▶ _PROBLEM REQUIREMENTS_: From the entries below, copy each line in which the word "RootlessEnsureFrame" occurs.

▶ _EXTRACTED INFORMATION_:
*** Begin section ***

PR #3556, opened 2026-08-20
(master) xquartz: Stop drawing before handing a frame to xp_frame_draw()

metux:
xp_frame_draw() renders the window decorations into the frame's backing store from Xplugin's async queue, but
xprFrameDraw() was the only AppleWM handler that did not stop drawing first.  When quartz-wm sends AppleWMFrameDraw
while the server still holds the frame locked, Xplugin re-enters the backing lock on an already-locked window and the
backing store is remapped out from under one of the two writers, surfacing as a SIGBUS writing into a read-only CG
backing store mapping.

This removes the self-inflicted overlap and brings the handler in line with its siblings.  It narrows the race rather
than closing it: the ordering problem between the async frame draw and the backing lock is tracked separately.

Fixes: https://github.com/XQuartz/XQuartz/issues/352
Signed-off-by: Jeremy Huddleston Sequoia <jeremyhu@apple.com>

## Backport dashboard

| Branch | PR | Status |
|--------|----|--------|
| `release/25.2` | [#3572](https://github.com/X11Libre/xserver/pull/3572) | 🔄 Open |
| `release/25.1` | [#3592](https://github.com/X11Libre/xserver/pull/3592) | 🔄 Open |
| `release/25.0` | [#3604](https://github.com/X11Libre/xserver/pull/3604) | 🔄 Open |

PR #3572, opened 2026-08-20
(release/25.2) xquartz: Stop drawing before handing a frame to xp_frame_draw()

metux:
Backport of [#3556](https://github.com/X11Libre/xserver/pull/3556) (master)

xp_frame_draw() renders the window decorations into the frame's backing store from Xplugin's async queue, but
xprFrameDraw() was the only AppleWM handler that did not stop drawing first.  When quartz-wm sends AppleWMFrameDraw
while the server still holds the frame locked, Xplugin re-enters the backing lock on an already-locked window and the
backing store is remapped out from under one of the two writers, surfacing as a SIGBUS writing into a read-only CG
backing store mapping.

This removes the self-inflicted overlap and brings the handler in line with its siblings.  It narrows the race rather
than closing it: the ordering problem between the async frame draw and the backing lock is tracked separately.

Fixes: https://github.com/XQuartz/XQuartz/issues/352

### DIFF
--- a/hw/xquartz/xpr/xprAppleWM.c
+++ b/hw/xquartz/xpr/xprAppleWM.c
@@ -127,6 +127,12 @@ xprFrameDraw(WindowPtr pWin,
     if (wid == 0)
         return BadWindow;
 
+    /* xp_frame_draw() renders the decorations into the window's backing store, so the frame must not be locked for
+     * our own drawing when it runs.  Otherwise Xplugin re-enters the backing lock on an already-locked window, which
+     * remaps the backing store out from under whichever of the two writers loses the race.
+     */
+    RootlessStopDrawing(pWin, FALSE);
+
     if (xp_frame_draw(wid, class, attr, outer, inner,
                       title_len, title_bytes) != Success) {
         return BadValue;


metux:

Clean fix, correct pattern.

`xprFrameDraw()` is the only AppleWM handler that did not call `RootlessStopDrawing()` before handing off to Xplugin. Both `xprSetWindowLevel()` (line 61) and `xprAttachTransient()` (line 105) already do this. The missing call allowed `xp_frame_draw()` to re-enter the backing lock on an already-locked window, remapping the backing store and causing a SIGBUS.

The fix adds the missing `RootlessStopDrawing(pWin, FALSE)` in the correct position — after the `wid` lookup (needs the frame to exist) but before `xp_frame_draw()` (needs the lock released). Brings the handler in line with its siblings.

**ABI:** XQuartz-only code (`hw/xquartz/`), no exported symbols affected. Not referenced by any NVIDIA blob. ABI-safe.

**Backport note:** Targets `release/25.2`. The same fix should be evaluated for `release/25.1` and `release/25.0` — the bug is a race in rootless XQuartz code that exists on all release lines.

PR #3558, opened 2026-08-20
(master) rootless: Fix two region leaks

metux:
RootlessEnsureFrame returns without releasing a shaped window's region when the implementation refuses to create the
frame, and RootlessMiValidateTree never releases the exposed region it hands to RootlessComputeClips -- upstream
miValidateTree does.

Both are longstanding.

Signed-off-by: Jeremy Huddleston Sequoia <jeremyhu@apple.com>

## Backport dashboard

| Branch | PR | Status |
|--------|----|--------|
| `release/25.2` | [#3574](https://github.com/X11Libre/xserver/pull/3574) | 🔄 Open |
| `release/25.1` | [#3593](https://github.com/X11Libre/xserver/pull/3593) | 🔄 Open |
| `release/25.0` | [#3606](https://github.com/X11Libre/xserver/pull/3606) | 🔄 Open |

PR #3574, opened 2026-08-20
(release/25.2) rootless: Fix two region leaks

metux:
Backport of [#3558](https://github.com/X11Libre/xserver/pull/3558) (master)

RootlessEnsureFrame returns without releasing a shaped window's region when the implementation refuses to create the
frame, and RootlessMiValidateTree never releases the exposed region it hands to RootlessComputeClips -- upstream
miValidateTree does.

Both are longstanding.

### DIFF
--- a/miext/rootless/rootlessValTree.c
+++ b/miext/rootless/rootlessValTree.c
@@ -518,6 +518,7 @@ RootlessMiValidateTree(WindowPtr pRoot, /* Parent to validate */
     }
 
     RegionUninit(&childClip);
+    RegionUninit(&exposed);
 
     /* The root is never clipped by its children, so nothing on the root
        is ever exposed by moving or mapping its children. */
--- a/miext/rootless/rootlessWindow.c
+++ b/miext/rootless/rootlessWindow.c
@@ -399,6 +399,8 @@ RootlessEnsureFrame(WindowPtr pWin)
         RL_DEBUG_MSG("implementation failed to create frame!\n");
         free(winRec);
         SETWINREC(pWin, NULL);
+        if (pShape != NULL)
+            RegionUninit(&shape);
         return NULL;
     }
 


metux:
## Review: rootless: Fix two region leaks

Two longstanding region leaks in the rootless implementation, both fixed by adding the missing `RegionUninit` calls.

### Code review (2 files, +3/-0)

**1. `miext/rootless/rootlessWindow.c` — `RootlessEnsureFrame`**

`RootlessGetShape(pWin, &shape)` initializes the `shape` region at line 391. If `CreateFrame` fails (line 396), the function frees `winRec`, clears the record, and returns NULL — but never calls `RegionUninit(&shape)`. The fix adds:
```c
if (pShape != NULL)
    RegionUninit(&shape);
```
before `return NULL`. The `pShape != NULL` guard is correct: `shape` is only initialized when `RootlessGetShape` succeeds (sets `pShape = &shape`), so calling `RegionUninit` on an uninitialized region would be UB.

**2. `miext/rootless/rootlessValTree.c` — `RootlessMiValidateTree`**

`RegionNull(&exposed)` at line 484 initializes the region. It's passed to `RootlessComputeClips` at line 503, but the function returns at line 528 without calling `RegionUninit(&exposed)`. The fix adds `RegionUninit(&exposed)` after the existing `RegionUninit(&childClip)` at line 520. This matches what upstream `miValidateTree` does — the commit message confirms this.

### Checklist

- **Driver ABI:** No impact — rootless-internal.
- **Security:** Not a security fix — memory leak of small `RegionRec` structs (typically ~40 bytes each). Low severity, but clean to fix.
- **Backport candidate** (longstanding leak fix): already on `release/25.2`. Applicability to `release/25.1`/`release/25.0` — maintainer decides.

### Verdict

**Passed.** Minimal, correct fixes. Both are clear cases of missing cleanup matching the upstream pattern.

*** End section ***

▶ _WRITTEN RESPONSE_:
RootlessEnsureFrame returns without releasing a shaped window's region when the implementation refuses to create the
RootlessEnsureFrame returns without releasing a shaped window's region when the implementation refuses to create the
@@ -399,6 +399,8 @@ RootlessEnsureFrame(WindowPtr pWin)
**1. `miext/rootless/rootlessWindow.c` — `RootlessEnsureFrame`**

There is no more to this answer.